С другой стороны, они знают, как я отношусь к их борьбе. Но в том-то и дело: если это все мышиная возня, то почему я должен бояться?
— Ах, ну это ж пустяки, — сказал Борис. — Пусть пришлют. Я и за таможню заплачу, у меня вроде бы и деньги есть пока…
— Вот и отлично! Тогда я в Харбин направлю ваш адрес — они вам пришлют коробку с литературой,
Иван и Тимофей приехали к Реброву смотреть посылку. Борис не стал покупать перронный, ждал в зале. Всклокоченный Каблуков со своей повязкой был страшен, как бандит. Но страшнее всего были их ботинки. Они были так сбиты, точно по ним били камнем, чтобы превратить в лепешки.
— Ну, что? — спросил Ребров вместо приветствия. — Как добрались?
— С горем пополам, — ответил Иван, выглядел он сильно помятым, бледным, утомленным. — Было много остановок, досмотр, крутили-вертели, — жестикулировал он тоже порывисто, — на фотокарточки смотрели. А там я с глазом еще. Стали проверять. Пришлось повязку снимать. Указали на это. Тыкали пальцем то в лицо, то в паспорт. Вопросы задавали. Пришлось объяснять…
— Понимаю, остановитесь у меня. Я устрою… Фотокарточку, хотите сделаю? Ничего стоить не будет.
Иван замялся, Тимофей его опередил:
— Спасибо, Борис Александрович, вы нас здорово выручите.
— Спорить много не будете? — сказал Иван. — Я устал, слаб после болезни.
— Не буду, обещаю. Идемте!
Пошли. Поскорее с вокзала: люди смотрят.
— Как чувствуете себя?
— Лучше, — сказал Иван.
— А ты как? — спросил он Тимофея.
— Слава Богу, Борис Александрович, спасибо! Можно вас спросить, стихи мои читали?
— Да, Тимофей, отличные!
— Спасибо вам! Спасибо…
Но тут резко влез Каблуков:
— Однако и весело тоже было в поезде. Встретили фашистку, совсем неожиданно, а, Тимка?

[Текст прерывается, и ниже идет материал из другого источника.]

PR #1804, opened 2026-07-19
Do not install hypothesis in the wheel-build test env

bdraco:
## What do these changes do?

The wheel-build test run already skips the property-based quoting tests via ``-m "not hypothesis"``, but ``hypothesis`` was still installed through ``requirements/test-cibuildwheel.txt`` and imported at collection time by ``tests/test_quoting.py``, so it was built from source on every arch. On arches without a prebuilt wheel (``armv7l`` musllinux) that source build pulls in a Rust toolchain and failed the wheel jobs.

This moves the property-based tests into ``tests/test_quoting_hypothesis.py`` behind an ``importorskip`` so the module is skipped when ``hypothesis`` is absent, and moves the ``hypothesis`` requirement from ``test-cibuildwheel.txt`` to ``test.txt`` so the regular test run still installs it while the wheel build does not. This mirrors how ``pydantic`` is already scoped to the regular run only.

No; it only changes the test dependencies and layout. The property-based tests still run in the regular test matrix, and the same wheels are produced.

No; it removes a source build from the wheel test environment and follows the existing ``pydantic`` pattern.

## Related issue number

N/A (fixes the armv7l musllinux wheel job)

## Checklist

- [ ] Documentation reflects the changes N/A (test/CI layout change)

### DIFF
--- a/CHANGES/1804.packaging.rst
+++ b/CHANGES/1804.packaging.rst
@@ -1,0 +1,5 @@
+Stopped installing ``hypothesis`` in the wheel-build test environment. The
+property-based quoting tests that need it are skipped there already, and
+building it from source on architectures without a prebuilt wheel (such as
+``armv7l`` musllinux, where the build pulls in a Rust toolchain) was failing
+the wheel jobs -- by :user:`bdraco`.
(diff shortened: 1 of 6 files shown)


bdraco:
confirmed tests still run in ci test_quoting_hypothesis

Тимофей поддакнул, улыбнулся.
— Едем, смотрим — сидит, читает «Наш путь»! Откуда, спрашивается? Она: передали… и оказывается, чуть ли не через пятые руки! Читают люди, читают! Она сказала, что это получше «Искры» [74] … ругала «Искру»… Живет на отшибе у эстонца на мельнице, света божьего не видит, в церковь вот, говорит, вырвалась, да на кладбище могилки стариков прибрать. Так вот глухо живет русский эмигрант! Мы ей пообещали только появившийся «Клич», нам из Финляндии прислали, и книгу Горячкина про Столыпина — такого она еще не читала! Видите, мне и не надо тянуть за собой, люди сами тянутся.
74
Имеется в виду «Младоросская искра», периодическое издание младороссов (эмигрантское русское националистическое движение 1920-40 гг.).
— У меня есть что вам сказать на это, — ответил Ребров сухо, — да только не стану — обещал: не спорить.
— Потом… потом поспорите…
Пришли.
— Ну, показывайте! — От нетерпения Иван чесал ладони.
Борис открыл чулан.
— Пожалуйста!
— Ох, ты! — воскликнул Иван. — Здоровенный, как гроб! — кулаком по нему стукнул, скинул пальтишко, согнулся пополам, рыкнул и потянул: ящик шел со скрипом. Кряхтение Ивана и скрип по полу ящика слились в жуткий нечеловеческий стон.